Core Value #5: Relationship

Community is a place where the connection felt in our hearts make themselves known in the bonds between people, and where the tuggings and pullings of those bonds keep opening our hearts.

Parker J. Palmer

Without question, relationships are integral components in all schools; a fundamental cornerstone of school culture. A simple Google search reveals blog posts, research inquiries, and qualitative observations and lived experiences from tens of thousands of educators practicing in hundreds of different learning environments, social and political landscapes. From the micro: teacher-student and teacher-teacher. To the macro: staff-administration and school-families. And ours school culture is no different in the need to establish and maintain healthy and supportive relationships.
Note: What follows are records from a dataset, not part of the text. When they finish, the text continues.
PR #2937, opened 2020-03-25
NMS-12616: Change key for events forwarded to kafka

cgorantla:
To balance events across partitions, change key from `uei` to `id`
Fix event createTime in ProtobufMapper

### External References

* JIRA (Issue Tracker): http://issues.opennms.org/browse/NMS-12616


j-white:
Looks good. Should we re-target this for `foundation-2019`?

j-white:
We should also update documentation, specifically this line: 
`The records are keyed by event UEI and contain a GPB encoded model of the event.`

cgorantla:
> We should also update documentation, specifically this line:
> `The records are keyed by event UEI and contain a GPB encoded model of the event.`

Done!

PR #2954, opened 2020-04-03
update CircleCI checksums to conserve space/bandwidth

RangerRick:
These changes make builds take anywhere from a few seconds to a few minutes less time, by reducing the amount of workspace junk that gets passed around from different caches.

In general, the major thing it does is add a level of caching based on the `<version>` tag in `pom.xml`, since dependency churn among single versions is less common.  This greatly reduces the size of the cache that's passed around between workspaces (in some cases up to 1GB!).

I also got rid of the "generic" keys for nodejs and maven dependencies since they increase the chances of passing old junk along, at the expense of the first build of a pom version being a bit slower (since it needs to download new dependencies).  This will have the side-effect of catching if upstream dependencies go away, which we're probably pretty immune to now and could make it hard to know that upstream repos are permanently gone or changed.

Finally, I got rid of checksumming-the-checksums in favor of just catting everything together in a repeatable way.

### DIFF
--- a/.circleci/config.yml
+++ b/.circleci/config.yml
@@ -42,11 +42,12 @@ commands:
         - run:
             name: Calculate cache key from pom files
             command: |
-              find . -type f -name "pom.xml" -exec sha256sum "{}" \; | sort -nr >> maven-dependency-cache.key
+              grep -E '<version>' pom.xml | head -n 1 | sed -e 's,^[^>]*>,,' -e 's,<.*$,,' > maven-dependency-version-cache.key
+              find . -type f -name "pom.xml" | grep -v /target/ | sort -u | xargs cat > maven-dependency-pom-cache.key
         - restore_cache:
             keys:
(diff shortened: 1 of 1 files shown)


.circleci/config.yml
```diff
@@ -55,26 +61,24 @@ commands:
...
             - ~/.m2
   restore-nodejs-cache:
       description: "NodeJS: Calculate cache key and restore cache"
       steps:
         - run:
             name: Calculate cache key
-            command: |
-              sha256sum opennms-webapp/bower.json > nodejs-dependency-cache.key
-              sha256sum opennms-webapp/package.json >> nodejs-dependency-cache.key
+            command: find opennms-webapp -name package\*.json -o -name bower.json | grep -v /target/ | sort -u | xargs cat > nodejs-dependency-json-cache.key
```
j-white, line 72: This will need to be adapted for foundation-2019+

PR #2956, opened 2020-04-04
NMS-12625: Cannot create monitored-service with JSON via ReST

patrick-schweizer:
This Pull Request allows the creation of a monitored-service via JSON in api v1 and v2

* JIRA (Issue Tracker): https://issues.opennms.org/browse/NMS-12625

### DIFF
--- a/opennms-model/src/main/java/org/opennms/netmgt/model/OnmsMonitoredService.java
+++ b/opennms-model/src/main/java/org/opennms/netmgt/model/OnmsMonitoredService.java
@@ -569,7 +569,6 @@ public class OnmsMonitoredService extends OnmsEntity implements Serializable, Co
     )
     @XmlElementWrapper(name="applications")
     @XmlElement(name="application")
-    // @JsonManagedReference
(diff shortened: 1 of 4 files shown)


opennms-model/src/main/java/org/opennms/netmgt/model/OnmsMonitoredService.java
```diff
@@ -570,7 +569,7 @@ public void setCurrentOutages(Set<OnmsOutage> currentOutages) {
     )
     @XmlElementWrapper(name="applications")
     @XmlElement(name="application")
-    @JsonManagedReference
+    // @JsonManagedReference
```
j-white, line 572: Remove if no longer being used.

patrick-schweizer: :+1:

patrick-schweizer:
> Can we add test coverage the scenarios this addresses?

yes :-) done.

PR #2958, opened 2020-04-05
NMS-12637: Fix NPE on graph service

cgorantla:
### External References

* JIRA (Issue Tracker): http://issues.opennms.org/browse/NMS-12637

### DIFF
--- a/features/graph/service/src/main/java/org/opennms/netmgt/graph/service/DefaultGraphService.java
+++ b/features/graph/service/src/main/java/org/opennms/netmgt/graph/service/DefaultGraphService.java
@@ -133,10 +133,12 @@ public class DefaultGraphService implements GraphService {
     }
 
     public void onUnbind(GraphContainerProvider graphContainerProvider, Map<String, String> props) {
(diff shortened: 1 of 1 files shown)


features/graph/service/src/main/java/org/opennms/netmgt/graph/service/DefaultGraphService.java
```diff
@@ -133,10 +133,12 @@ public void onBind(GraphContainerProvider graphContainerProvider, Map<String, St
     }
 
     public void onUnbind(GraphContainerProvider graphContainerProvider, Map<String, String> props) {
-        graphContainerProviders.remove(graphContainerProvider);
-        final ServiceRegistration<GraphContainerProviderRegistration> serviceRegistration = serviceRegistrationMap.remove(graphContainerProvider);
-        if (serviceRegistration != null) {
-            serviceRegistration.unregister();
+        if(graphContainerProvider != null) {
```
j-white, line 136: Could be simplified by returning immediately if null - would save having to indent the whole block.

PR #2970, opened 2020-04-10
 NMS-12605: Provisiond accepts multiple primary SNMP interfaces

patrick-schweizer:
There should be only one primary interface allowed per node. But provisiond accepts node definitions with two primary tagged snmp interfaces.
This Pull Request addresses that problem and disallows the import of nodes with multiple primary interfaces (an error is thrown during validation phase).

This fix works also for the import via the Rest API: multiple primaries will lead to a HTTP 400 with a descriptive error message.

* JIRA (Issue Tracker): https://issues.opennms.org/browse/NMS-12605

### DIFF
--- a/core/web-assets/src/main/assets/js/apps/onms-requisitions/lib/scripts/controllers/Interface.js
+++ b/core/web-assets/src/main/assets/js/apps/onms-requisitions/lib/scripts/controllers/Interface.js
@@ -28,7 +28,7 @@ const RequisitionService = require('../model/RequisitionService');
   *
   * @description The controller for manage the modal dialog for add/edit IP interfaces of requisitioned nodes
   */
-  .controller('InterfaceController', ['$scope', '$uibModalInstance', 'RequisitionsService', 'foreignSource', 'foreignId', 'requisitionInterface', 'ipBlackList', 'isPrimaryExists', function($scope, $uibModalInstance, RequisitionsService, foreignSource, foreignId, requisitionInterface, ipBlackList, isPrimaryExists) {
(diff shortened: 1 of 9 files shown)


patrick-schweizer:
In case of 2 primary interfaces the API refuses to safe and gives back a 400 with an error message:

Selection_187

On the user interface itself however we don't display a good message:

Selection_186

I think we should add a check in the front end similar to the ip address:

Selection_189

@j-white what is your take?

j-white:
Not ideal - the error indicates there is a problem, but doesn't tell you what.

patrick-schweizer:
@j-white I am stuck with the validation. Let's take a look on Tuesday?

cgorantla:
Added changed to UI to permit only one primary interface.
Screenshot from 2020-05-13 09-16-17
Screenshot from 2020-05-13 09-16-41

patrick-schweizer:
@cgorantla thank you for the front end changes! I tested them and they look good to me. The functionality is there and I think it's clear to the user that 2 x a primary  is not possible.

I found only one little glitch (not sure if it's worth addressing): create a node with 2 interfaces (1 primary, 2 secondary) and save the node.
Then go back and edit the primary interface. Click into the primary field and delete the "P". It won't let you change it back to "P" even though there is no other primary interface.

cgorantla:
> @cgorantla thank you for the front end changes! I tested them and they look good to me. The functionality is there and I think it's clear to the user that 2 x a primary is not possible.
> 
> I found only one little glitch (not sure if it's worth addressing): create a node with 2 interfaces (1 primary, 2 secondary) and save the node.
> Then go back and edit the primary interface. Click into the primary field and delete the "P". It won't let you change it back to "P" even though there is no other primary interface.

Should be fixed with latest commit.

Screenshot from 2020-05-18 13-51-10

patrick-schweizer:
> Should be fixed with latest commit.
It is. Looks good :-)

PR #2977, opened 2020-04-15
NMS-12645: Add smoke test for admin password change

cgorantla:
### External References

* JIRA (Issue Tracker): http://issues.opennms.org/browse/NMS-12645


smoke-test/src/test/java/org/opennms/smoketest/AdminUserIT.java
```diff
@@ -0,0 +1,58 @@
...
+package org.opennms.smoketest;
+
+import org.junit.Before;
+import org.junit.Test;
+import org.openqa.selenium.By;
+import org.openqa.selenium.support.ui.ExpectedConditions;
+import org.slf4j.Logger;
+import org.slf4j.LoggerFactory;
+
+public class AdminUserIT extends OpenNMSSeleniumIT {
```
j-white, line 38: Let's add this test to an existing class rather than creating a new one - saves us from spawning another stack.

The work of Thomas Guskey highlights the link between professional learning and student learning.

But do these relationships come about from shared learning experiences or are they born of a common purpose or predetermined role-playing in our schools? What has become evident has been the recognition for balance and the ongoing work it takes to cultivate and maintain these relationships. After working with a learner and developing a relationship with their over consecutive years has afford something needed to fuel relationships: time to connect.

Balance is not a passive resting place–it takes work, balancing the giving and the taking, the raking out and the putting in.

Robin Wall Kimmerer

Community is hard work; more importantly, we continue to strive and struggle to support the child to be fully who they are within community. Community is a process and it is always in the present. Working to foster, adapt, and evolve relationships with learners as they grow has been a challenge to my long held pedagogical believes. I now pause when I hear myself utter ‘shouldas’ and ‘wouldas’ when interacting with students.

Liz Tanner, the founder and first teacher of our school, serves as a beacon in the belief that “[t]he importance [sic] of mixed ages is very important to the premise that they [learners] are all intelligent beings with lots to offer [our classroom community]. [And] they are progressing as they should in their own time.” The arrangement of a multi-age classroom continues to reinforce the fact that age and readiness to learn are varied even within our class that spans three to four years in age.

In only my third year, most importantly, communities take time to build; healthy communities that is.